BlackZork / mqmgateway

MQTT gateway for modbus networks
GNU Affero General Public License v3.0
42 stars 18 forks source link

modmqttd does not shutdown on SIGTERM in Alpine Linux docker container #33

Closed git-developer closed 6 months ago

git-developer commented 8 months ago

Observed behavior

When a SIGTERM is sent to modmqttd, the process seems to be shutting down properly:

# pkill modmqttd
2024-Jan-13 13:51:29.796627: [INFO]     Got SIGTERM, exiting....
/etc/modmqttd # 2024-Jan-13 13:51:29.796924: [INFO]     Stopping modbus clients
2024-Jan-13 13:51:29.797439: [INFO]     Publishing avaiability status 0 for all registers
2024-Jan-13 13:51:29.798028: [INFO]     Disconnecting from mqtt broker
2024-Jan-13 13:51:29.798496: [INFO]     Disconnected from mqtt broker, code:No error.
2024-Jan-13 13:51:29.798662: [INFO]     Stopping mosquitto message loop

But after that, the process keeps running:

# ps aux
PID   USER     TIME  COMMAND
    1 root      0:00 /sbin/docker-init -- /bin/sh
    8 root      0:00 /bin/sh
   23 root      0:00 modmqttd
   27 root      0:00 ps aux

A second pkill finally terminates the process.

Expected behavior

I expect that modmqttd is terminated when a SIGTERM is sent.

Steps to reproduce

This behavior can be reproduced with the following command (where some-demo-config.yaml contains the config):

$ docker run --rm -ti --entrypoint /bin/sh -v "$PWD/some-demo-config.yaml:/etc/modmqttd/config.yaml" --workdir /etc/modmqttd ckware/mqmgateway:v1.2.0

Within the container:

# modmqttd &
# pkill modmqttd
# ps aux

Remarks

When a SIGHUP is sent instead of a SIGTERM (pkill -HUP modmqttd), the process terminates immediately with no log output (looks like no cleanup is done then).

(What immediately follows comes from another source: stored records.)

Issue #1145, opened 2021-02-27
2.0.1 not able to install on Azure using automated Azure Deploy button


ADefWebserver:
I can't install https://github.com/oqtane/oqtane.framework/releases/tag/v2.0.1 on Azure

1) Create Azure website
2) Deploy Oqtane.Framework.2.0.1.Install.zip
3) Install wizard comes up, enter information (including Host information)
4) Database is created
5) When I try to go to site the install wizard comes up (again)
6) no errors in [oqtane-blazor].[dbo].[Log] (it is empty)
7) There are no users in [AspNetUsers] or [User] tables (**this appears to be the problem**?)

sbwalker:
Were you able to install 2.0.0 on Azure?

ADefWebserver:
This was the last version I tried yesterday: (it was the latest version in prod); https://github.com/oqtane/oqtane.framework/issues/1140

sbwalker:
I have installed the 2.0.1 release package successfully on IIS locally - so this must be specifically an Azure deployment issue.

sbwalker:
I am wondering if it might be related to an Azure environment behavior issue similar to https://github.com/oqtane/oqtane.framework/issues/545

ADefWebserver:
> I am wondering if it might be related to an Azure environment behavior issue similar to #545

Note I am trying the manual.zip install so I can use my existing azure app.

1) it fully installs and updates the appsetings.Json

2) I cleared the settings and installed again. Everything installs (tables are created) but no host user is created.

sbwalker:
Do the Tenant, Alias, and Site tables have records in them after install?

ADefWebserver:
> Do the Tenant, Alias, and Site tables have records in them after install?

![image](https://user-images.githubusercontent.com/1857799/109407595-eb6e4780-7936-11eb-9fa9-3bc13e317907.png)

sbwalker:
You are certain this is a clean install of 2.0.1 - without any other module assemblies, site templates, or customizations to the appsettings.json? It appears that the CreateSite() method in DatabaseManager.cs is not executing or is throwing an error during your installation - but I do not know why.

sbwalker:
Can you also share the contents of your SchemaVersions table?

ADefWebserver:
[...]

PR #1146, opened 2021-02-28
Secure ConnectionString with Data protection

hishamco:
While see the `2.0.1` updates (issues & PRs), more specifically https://github.com/oqtane/oqtane.framework/issues/1145?notification_referrer_id=MDE4Ok5vdGlmaWNhdGlvblRocmVhZDE2MzE5OTYzMTM6MzIzNzI2Ng%3D%3D&notifications_query=repo%3Aoqtane%2Foqtane.framework#issuecomment-787326260 I just notice that the connection string is not secure, I think it will be a good to keep safe even in the data base

This PR introduces `DataProtector` service, to secure connection strings, passwords and sensitive data

/cc @sbwalker

### DIFF
--- a/Oqtane.Client/Program.cs
+++ b/Oqtane.Client/Program.cs
@@ -15,7 +15,6 @@ using Microsoft.Extensions.DependencyInjection;
 using Microsoft.JSInterop;
 using Oqtane.Modules;
 using Oqtane.Providers;
-using Oqtane.Security;
 using Oqtane.Services;
 using Oqtane.Shared;
 using Oqtane.UI;
@@ -70,8 +69,7 @@ namespace Oqtane.Client
             builder.Services.AddScoped<ILocalizationService, LocalizationService>();
             builder.Services.AddScoped<ILanguageService, LanguageService>();
 
-            builder.Services.AddDataProtection();
-            builder.Services.AddSingleton<DataProtector>();
+            builder.Services.AddOqtaneDataProtection();
 
             await LoadClientAssemblies(httpClient);
 
--- a/Oqtane.Client/Program.cs
+++ b/Oqtane.Client/Program.cs
@@ -15,6 +15,7 @@ using Microsoft.Extensions.DependencyInjection;
 using Microsoft.JSInterop;
 using Oqtane.Modules;
 using Oqtane.Providers;
+using Oqtane.Security;
 using Oqtane.Services;
 using Oqtane.Shared;
 using Oqtane.UI;
@@ -68,6 +69,9 @@ namespace Oqtane.Client
             builder.Services.AddScoped<ISystemService, SystemService>();
             builder.Services.AddScoped<ILocalizationService, LocalizationService>();
             builder.Services.AddScoped<ILanguageService, LanguageService>();
+
+            builder.Services.AddDataProtection();
+            builder.Services.AddSingleton<DataProtector>();
 
             await LoadClientAssemblies(httpClient);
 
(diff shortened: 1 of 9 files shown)


hishamco:
Please don't merge, there's a weired case I notice especially in `WebAssembly` that may need a further investigation, seems `KeyRingBasedDataProtector` doesn't support in this platform

You could try it if you have time

hishamco:
@sbwalker  FYI I tweeted @blowdart and he told me that the `KeyRingBasedDataProtector` will not work at Blazor Web Assembly, also he said the whole idea for data protection to be done on the server

@blowdart what if we create a custom `IDataProtectionProvider` to make it works for both client and server?

blowdart:
As I said on twitter protecting the keyring is key. You cannot do that client side. Data protection needs a copy of the keyring to work, and taking a copy client side where it can't be protected against an attacker breaks the whole security model.

In addition you'd have an api to exchange the keyring between client and server because of new key generation. So now an attacker has a way to get a copy
of the keyring outside of the browser.

So, to put it simply **don't**

chlupac:
Connection string is server issue, you do not WANT it on client.

hishamco:
Thanks @blowdart

> Connection string is server issue, you do not WANT it on client.

Nah!! @chlupac if you look to the code above you will see that I used default data protection provider which is a `KeyRingBasedDataProtector`, the protection is working fine with Blazor Server-Side model but not for WebAssembly, as you know everything we added in Oqtane we need to ensure it works for both models

blowdart:
My personal opinion is if you want secrets nothing can be client side, as someone can just f12 and bring up browser tools and see everything that's stored. Secret stuff lives server side and you proxy calls through your server, unless you're doing something like gathering a short lived oauth token and keeping it in memory, rather than storage, so it dies with the current session, then you can do things like call graph or other services that support non-confidential clients. Those are few and far between though.

sbwalker:
@hishamco this pull request was never clear to me in the first place in terms of what "problem" it was intended to solve. If the goal was to encrypt sensitive database fields then it probably should have been surfaced as an RFC for broader discussion on the approach, etc... You indicated that the PR should not be merged, but I did review the code anyways, and I came to the same conclusion as @chlupac and @blowdart - encryption should never occur client-side. The reason why your PR is problematic is because you implemented encryption in the Shared project - and the Client project is dependent on the Shared project so when running on WebAssembly it would be pulled down to down to the client. The encryption logic should only be in the Server project. Either way, I am not even sure if we should implement this feature at all - at the very least it would likely need a switch to enable it or disable as it is not convenient for all environments.

hishamco:
Thanks again @blowdart I will wait for @sbwalker thought, the implmentation I will did will be SERVER SIDE, but I need to registered into DI, so the `IDataProtectionProvider` will be resolved then

hishamco:
> @hishamco this pull request was never clear to me in the first place in terms of what "problem" it was intended to solve.

The issue is the connectionStrings are stored as plain text in the database which is harmful, the idea to use data protection APIs to encrypt such information



>  The reason why your PR is problematic is because you implemented encryption in the Shared project 

I just realize know why it's a problematic ;), so it should be move into the server project, now either I can move it to the server or open a discussion thread to discuss this issue and possible solutions

Thanks all

hishamco:
@chlupac seems I miss understood your point, but as @sbwalker said the problem is when I implement this in `Shared` project

hishamco:
> I am not even sure if we should implement this feature at all - at the very least it would likely need a switch to enable it or disable as it is not convenient for all environments.

@sbwalker if you agree to include this feature I will update this PR, otheriwse I will close it

sbwalker:
@hishamco I think I would prefer to not move forward with this enhancement - so I will close it.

BlackZork commented 8 months ago

Works as expected on master branch without docker. My "production" instance does not have this problem too.

Looks like modbus thread are finished properly but there is a problem with mqtt shutdown. I suspect a race condition between ModMqtt::notifyQueues and ModMqtt::waitForQueues.

Does adding 5 sec wait in ModMqtt::notifyQueues() helps?

BlackZork commented 8 months ago

I spent some time trying to reproduce this problem without any success. You may try to build debug version and if deadlock occurs then connect debugger and see where it is stuck.

Unfortunately there is a chance that in debug build this will not happen at all :(

git-developer commented 8 months ago

Thanks for investigating this issue, I really appreciate that.

It's helpful to know that you can't reproduce the issue in your environment. That could mean that the problem might be introduced by my build and/or runtime environment (Docker). I will try to find out whether the problem is related to some of the container's base components (Linux Alpine / musl).

git-developer commented 8 months ago

The problem does not occur when Debian is used as base image instead of Alpine, so the problem is probably not caused by the code of this project.

BlackZork commented 7 months ago

I replaced while loop with predicate in waitForQueues in 1.4.0. Still no idea what the problem is, so it may or may not fix it :-)

git-developer commented 7 months ago

Thanks for releasing 1.4.0, I just tried it. Behavior is unchanged. The last message in the log is

Stopping mosquitto message loop

But only on Alpine (based on musl), no problem on Debian (based on glibc). Seems to be related to the queue lock. I don't think this is something we can fix here.

BlackZork commented 7 months ago

Could you share Dockerfile for alpine build so I can run it from within source code tree?

git-developer commented 7 months ago

Of course, the Dockerfile is from the Docker PR.

BlackZork commented 7 months ago

Thanks. This is a problem with mosquitto. I reported it as Issue 2981. Before thinking about workarounds I plan to wait for a while and see what will happen with this issue.